The Mansion at Ocean Edge Resort & Golf Club is an exquisite Victorian-style manse that houses the Ocean Grille, Bayzo's Pub, and gorgeous flexible wedding, meeting and public spaces. The Mansion, listed on the National Register of Historic Places, resembles an English country manor with an eclectic blend of Renaissance Revival and Gothic themes. 

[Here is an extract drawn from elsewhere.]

PR #397, opened 2026-09-02
feat: support set mirror by env:HF_ENDPOINT when downloading models

feng19:


0xShug0:
@feng19 Thanks! PR merged.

Though the Mansion dates from 1912, its origins date years earlier to the original house on the site, Fieldstone Hall, which was built in 1890 by Samuel Mayo Nickerson, a prominent local figure with deep New England roots. Born in Chatham, Massachusetts in 1830, Nickerson is a descendant of Puritan settlers who landed on the Cape in the 1600s. Nickerson left school at the age of 17, and worked his way to Chicago where, by 1858, he had established a prosperous career as a distiller of alcohol and high-wines. That same year, he married Matilda P. Crosby of Brewster, and the couple gave birth to their only child, Roland, the following year. In 1863, Samuel co-founded the First National Bank of Chicago. He became President four years later, and held the position for nearly a quarter century before retiring as a multi-millionaire by 1891. 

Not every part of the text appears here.